“Philip Roth’s Portnoy’s Compote,” by Rebecca Coffey

Aug 10th, 2022 | By | Category: Fake Nonfiction, Prose

INGREDIENTS

  • An easily bruised heart
  • Mother issues
  • 1/2 cup sugar
  • 1/3 cup water
  • 1/2 vanilla bean, split lengthwise
  • 1-1/2 teaspoons fresh lime juice
  • 2 cups fruit—dried, fresh, or frozen
  • Milk of Magnesia to taste
  • The many possible indecent uses for a nice piece of liver
  • Liver

DIRECTIONS

1. Gently tear the fruit apart while assuming that they’re too dumb to notice.

2. Discard any seeds or pits.

3. You know, if you shoot seeds or pits through a straw you can make somebody blind for life. SO NEVER DO IT! 

4. And if anyone does it to you, TELL YOUR MOTHER INSTANTLY!

5. Pour everything except the liver into a pot. Heat to a simmer. 
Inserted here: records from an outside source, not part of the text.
PR #944, opened 2016-03-08
Add acquire_value API to simplify caller code

franc0is:

### DIFF
--- a/jerry-core/jerry.c
+++ b/jerry-core/jerry.c
@@ -635,7 +635,40 @@ jerry_api_release_object (jerry_api_object_t *object_p) /**< pointer acquired th
 } /* jerry_api_release_object */
 
 /**
+ * Acquire specified Jerry API value.
+ *
+ * Note:
+ *      For values of string and object types this acquires the underlying data,
+ *      for all other types it is a no-op.
+ *
+ * Warning:
+ *         Acquired pointer should be released with jerry_api_release_value
+ *
+ * @return pointer that may be used outside of the engine
+ */
+jerry_api_value_t *
+jerry_api_acquire_value (jerry_api_value_t *value_p) /**< API value */
+{
+  jerry_assert_api_available ();
+
+  if (value_p->type == JERRY_API_DATA_TYPE_STRING)
+  {
+    jerry_api_acquire_string (value_p->u.v_string);
+  }
+  else if (value_p->type == JERRY_API_DATA_TYPE_OBJECT)
+  {
+    jerry_api_acquire_object (value_p->u.v_object);
+  }
+
+  return value_p;
+} /* jerry_api_acquire_value */
+
+/**
  * Release specified Jerry API value
+ *
+ * Note:
+ *      For values of string and object types this releases the underlying data,
+ *      for all other types it is a no-op.
  */
 void
 jerry_api_release_value (jerry_api_value_t *value_p) /**< API value */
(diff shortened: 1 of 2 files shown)


jerry-core/jerry.c
```diff
@@ -635,6 +635,24 @@ jerry_api_release_object (jerry_api_object_t *object_p) /**< pointer acquired th
 } /* jerry_api_release_object */
 
 /**
+ * Acquire specified Jerry API value
+ */
```
LaszloLango: Missing `@return ...` comment

LaszloLango:
Besides that missing comment the patch looks good to me.

jerry-core/jerry.c
```diff
@@ -635,6 +635,24 @@ jerry_api_release_object (jerry_api_object_t *object_p) /**< pointer acquired th
...
+jerry_api_value_t *
+jerry_api_acquire_value (jerry_api_value_t *value_p) /**< API value */
+{
+  jerry_assert_api_available ();
+
+  if (value_p->type == JERRY_API_DATA_TYPE_STRING)
+  {
+    jerry_api_acquire_string (value_p->u.v_string);
```
LaszloLango: missing `return` statement

jerry-core/jerry.c
```diff
@@ -635,6 +635,24 @@ jerry_api_release_object (jerry_api_object_t *object_p) /**< pointer acquired th
...
+  }
+  else if (value_p->type == JERRY_API_DATA_TYPE_OBJECT)
+  {
+    jerry_api_acquire_object (value_p->u.v_object);
```
LaszloLango: ditto

jerry-core/jerry.c
```diff
@@ -635,6 +635,24 @@ jerry_api_release_object (jerry_api_object_t *object_p) /**< pointer acquired th
...
+  }
```
akiss77: The type of a jerry API value (given with the `jerry_api_data_type_t` enum) can be different from string or object. The function does not deal with them (there is no final `else` branch) nor does it document what the expected outcome on such a value is.

franc0is: @akiss77 In my opinion, this is an implementation detail. Perhaps in the future, new data types have acquire/release semantics as well, in which case `jerry_api_acquire_value` and `jerry_api_release_value` should do the right thing. Note that `jerry_api_release_value` does not have an else clause either.

jerry-core/jerry.c
franc0is: Duh. Sorry for the silly mistake. Added the return statement at the bottom of the function.

jerry-core/jerry.c
franc0is: Added.

franc0is:
Will squash the commits after approval.

jerry-core/jerry.c
akiss77: I humbly disagree. Internal-only functions can be vague about implementation details (even though it's not ideal but that's how it works in practice) but this is the _public_ API of jerry. It _may_ be a no-op for everything beyond strings and objects but it _must_ document this. (My comment above also mentioned "nor does it document".)

And true enough, `jerry_api_release_value` has a deficiency in its documentation. This is no justification for making the same mistake in a new function. Better to get the new function right _and_ fix the existing doc as well.

franc0is: Fair enough! I will add documentation to both.

LaszloLango:
@franc0is, thank you for the updates. LGTM

zherczeg:
LGTM.

I would like to (probably will) rename these acquire / release stuff to ref / deref.

akiss77:
(Once rebased, we can/will land it.)

franc0is:
rebased

PR #945, opened 2016-03-09
Make target provide jerry-port.c

franc0is:
This change-set pushes ports forward a bit and adds a Pebble port (happy to remove the latter if it is inappropriate).


zherczeg:
Please check CI, and I recommend to run make precommit before uploading a patch.

Signed-off-by message is incorrect. The following line should be at the end of the 3413e96 commit's message: 'JerryScript-DCO-1.0-Signed-off-by: François Baldassari francois@pebble.com'.

akiss77:
As you also mention in your comment, this patch does several things. Since some of them are easier to accept than others, I'd suggest splitting it up to several PRs.

* I'm all in for the use of `jerry_port_errormsg` in jrt-fatals. However, there are macros in jrt.h to use it (`JERRY_ERROR_MSG`).
* The use of `jerry_port_putchar` in ecma-builtin-global.c is incorrect. E.g., current implementation prints the char literals backslash-u-zero-zero-zero-zero for a NUL char, while the suggested change here would print the NUL char itself. Similar incompatible change happens to the two-byte code points. It can be OK to use the port function to output a char to the console instead of `printf` but then it should be done correctly.
* About extending the port API, I haven't come to a consensus with myself yet. I have a feeling that it starts duplicating the libc API with slightly different names, which is somewhat disturbing.

franc0is:
@zherczeg I am planning on squashing that commit after I address other comments. Thanks for taking a look!

franc0is:
@akiss77 Thank you for the thoughtful comments. I'll try to address them as best I can:

> As you also mention in your comment, this patch does several things. Since some of them are easier to accept than others, I'd suggest splitting it up to several PRs.

OK - I think I can split it into 2 to start. One for the port, one for some of the CMakelist changes

> I'm all in for the use of jerry_port_errormsg in jrt-fatals. However, there are macros in jrt.h to use it (JERRY_ERROR_MSG).

Ah, I did not see this. Will change.

> The use of jerry_port_putchar in ecma-builtin-global.c is incorrect. E.g., current implementation prints the char literals backslash-u-zero-zero-zero-zero for a NUL char, while the suggested change here would print the NUL char itself.

As best I can tell, those two are equivalent. `\u0000` is the unicode representation of the NUL character.

> Similar incompatible change happens to the two-byte code points. It can be OK to use the port function to output a char to the console instead of printf but then it should be done correctly.

You are right. I need to encode those bytes before I output them with putchar. Thanks for catching this, I will fix it.

> About extending the port API, I haven't come to a consensus with myself yet. I have a feeling that it starts duplicating the libc API with slightly different names, which is somewhat disturbing.

The reason I introduced `jerry_port_abort` rather than simply rely on libc functionality is that on my platform I want to do something specific to jerryscript (i.e. clean-up the JS context and show a dialog on the device) whereas libc's abort is necessarily more broad.

franc0is:
Split #955 and #956 out of this PR

targets/pebble/source/jerry_port.c
```diff
@@ -0,0 +1,56 @@
...
+/**
+ * Provide output character to console implementation for the engine.
+ */
+int jerry_port_putchar (int c)
+{
+  dbgserial_putchar((uint8_t)c);
+  return c;
+}
+
+void wtf(void);
```
LaszloLango: Please use a better name

targets/pebble/source/jerry_port.c
```diff
@@ -0,0 +1,56 @@
...
+
+void jerry_port_abort () {
```
LaszloLango: Brace should be placed on a separate line

build/configs/toolchain_external.cmake
```diff
@@ -17,4 +17,4 @@ include(CMakeForceCompiler)
 set(CMAKE_SYSTEM_NAME EXTERNAL)
 set(CMAKE_SYSTEM_PROCESSOR "${EXTERNAL_CMAKE_SYSTEM_PROCESSOR}")
 
-CMAKE_FORCE_C_COMPILER(${EXTERNAL_CMAKE_C_COMPILER} GNU)
+CMAKE_FORCE_C_COMPILER(${EXTERNAL_CMAKE_C_COMPILER} ${EXTERNAL_CMAKE_C_COMPILER_FAMILY})
```
LaszloLango: Looks duplicated change of #955

targets/pebble/source/jerry_port.c
franc0is: This is the name of the abort API internal to the Pebble firmware, I cannot change it easily. Only option is to remove the Pebble port from this PR.

build/configs/toolchain_external.cmake
franc0is: Good catch

targets/pebble/source/jerry_port.c
franc0is: Fixed.

franc0is:
I removed the pebble port (it is of little use to those without access to the pebble firmware anyways), so this PR is quite simple now.

franc0is:
Ping! I think this does not overalp with the proposal in #964 and should be considered individually.

LaszloLango:
LGTM

zherczeg:
LGTM

franc0is:
rebased.

PR #946, opened 2016-03-09
Allow the port to allocate/deallocate the heap

franc0is:
This builds upon #945, which should be reviewed first.

See https://github.com/Samsung/jerryscript/commit/10a1bb53dc3f87f47f003a88c64d8deba40b9b1f for the description & changes specific to this PR.


jerry-core/jerry-port.h
```diff
@@ -35,6 +41,18 @@ int jerry_port_logmsg (FILE *stream, const char *format, ...);
 int jerry_port_errormsg (const char *format, ...);
 int jerry_port_putchar (int c);
 
+void jerry_port_abort (void);
+
+
+/**
+ * Target port functions for memory management
+ */
+mem_heap_t *jerry_port_init_heap (void);
```
zherczeg: I think we should add a size argument to this function. At least the implementation can check the size.

jerry-core/jerry.c
```diff
@@ -2444,15 +2444,3 @@ jerry_api_get_string_size (const jerry_api_string_t *str_p) /**< input string */
...
- *
- * @return number of characters in the string
- */
-jerry_api_length_t
-jerry_api_get_string_length (const jerry_api_string_t *str_p) /**< input string */
-{
-  jerry_assert_api_available ();
-
-  return ecma_string_get_length ((ecma_string_t *) str_p);
-} /* jerry_api_get_string_length */
```
zherczeg: Why do you remove this function?

jerry-core/mem/mem-heap-internal.h
```diff
@@ -0,0 +1,81 @@
...
+
+  /**
+   * Current limit of heap usage, that is upon being reached, causes call of "try give memory back" callbacks
+   */
+  size_t limit;
+
+  /**
+   * Heap area
+   */
+  uint8_t area[MEM_HEAP_AREA_SIZE] __attribute__ ((aligned (MEM_ALIGNMENT)));
```
zherczeg: This isn't that simple. The allocator should ensure the alignment. I would only put this member into a dynamic struct.

jerry-core/mem/mem-heap.c
```diff
@@ -243,46 +186,48 @@ void *mem_heap_alloc_block_internal (const size_t size)
   const size_t required_size = ((size + MEM_ALIGNMENT - 1) / MEM_ALIGNMENT) * MEM_ALIGNMENT;
   mem_heap_free_t *data_space_p = NULL;
 
-  VALGRIND_DEFINED_SPACE (&mem_heap.first, sizeof (mem_heap_free_t));
+  mem_heap_t *mem_heap = jerry_port_get_heap ();
```
zherczeg: I am worried about the performance cost of this change. Especially because the base address is required for all heap pointer compression and decompression. So I think we should keep the base address and other properties in global variables.

Perhaps the following API would have a smaller overhead:

    struct { uint8_t area[MEM_HEAP_AREA_SIZE] /* forced alignment by posix memalign or something */ } heap_area;

    // Jerry calls this only once. Returned heap is stored in a global variable
    heap_area* jerry_port_alloc_heap(size_t size, size_t alignment); 
    // Jerry calls this only once. Free heap.
    void jerry_port_free_heap(heap_area* area); 

This will also have a performance overhead, we should measure it first before we make a decision.

jerry-core/mem/mem-heap.c
```diff
@@ -555,8 +502,9 @@ mem_heap_compress_pointer (const void *pointer_p) /**< pointer to compress */
 {
   JERRY_ASSERT (pointer_p != NULL);
 
+  mem_heap_t *mem_heap = jerry_port_get_heap ();
   uintptr_t int_ptr = (uintptr_t) pointer_p;
-  const uintptr_t heap_start = (uintptr_t) &mem_heap;
+  const uintptr_t heap_start = (uintptr_t) mem_heap;
```
zherczeg: This is my main concern.

jerry-core/jerry.c
franc0is: Sorry, this part is stale. I had implemented this function myself, and realized that someone else had too.

jerry-core/mem/mem-heap.c
franc0is: You make a good point, but hopefully we can come up with a different solution than adding more statics.

My goal over time is to remove as many statics as possible as I would like to run more than one instance of the engine at a time.

In this particular case, I think we can achieve similar performance by forcing `jerry_port_get_heap()` to be inlined. Would you be ok with that @zherczeg ?

jerry-core/jerry-port.h
franc0is: ok!

jerry-core/mem/mem-heap.c
zherczeg: Technically, inlining should help (of course we need to prove it, I don't trust the compiler that much as in the past).

My main concern is actually not technical. I don't really understand how this function provides multiple heaps:

    mem_heap_t *jerry_port_get_heap(void)

There is no argument which tells which heap should be used. This patch adds some kind of context management API, but I feel it focuses only on one use case. Since we are in the middle of redesigning the API, we should carefully design this part as well.

What about an OpenGL like jerry_port_set_context()? This would update the appropriate global variables. Or maybe we could add an opaque context pointer, which would be nothing on embedded systems, but would be a pointer on others.

    #if EMBEDDED
    #define CONTEXT
    #else
    #define CONTEXT context *ctx,
    #endif

    retval some_jerry_function(CONTEXT
                                                arg1, ...

I know this would be quite a major change, but provides the most freedom of using Jerry API. I would lijke to hear the others opinion as well, @LaszloLango @akiss77 ?

zherczeg:
The handling of globals are reworked at the moment by patches such as #1034, #1219. This patch should be adapted by adding a new context model for this particular use case.

zherczeg:
The infrastructure for adding new heap models are available, but I think this PR is too old, and new ones should be opened for adding new heap models. Feel free to reopen it if necessary.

6. Actually, forget about the liver. No one in all of Newark puts liver in compote. Don’t even buy liver. 

7. PUT THE LIVER DOWN.

8. Oh, good grief.

9. You are not your Mommy’s good little boy. You are not the best little boy a mommy ever had. 

10. You hug your father with that hand? You kiss your mother with that mouth?

11. When twenty minutes are up, remove the compote from heat and remove the vanilla bean pod from the compote. Enjoy.

12. “Diarrhea!” you will cry soon from the bathroom. 

13. YOUR FATHER SHOULD BE SO LUCKY!

14. Try to keep ironic distance from what’s happening.

15. Your compote was less than respectful of fruit, bowels, your father, a nice piece of liver, and New Jersey. Arguably, that does not detract from its significance.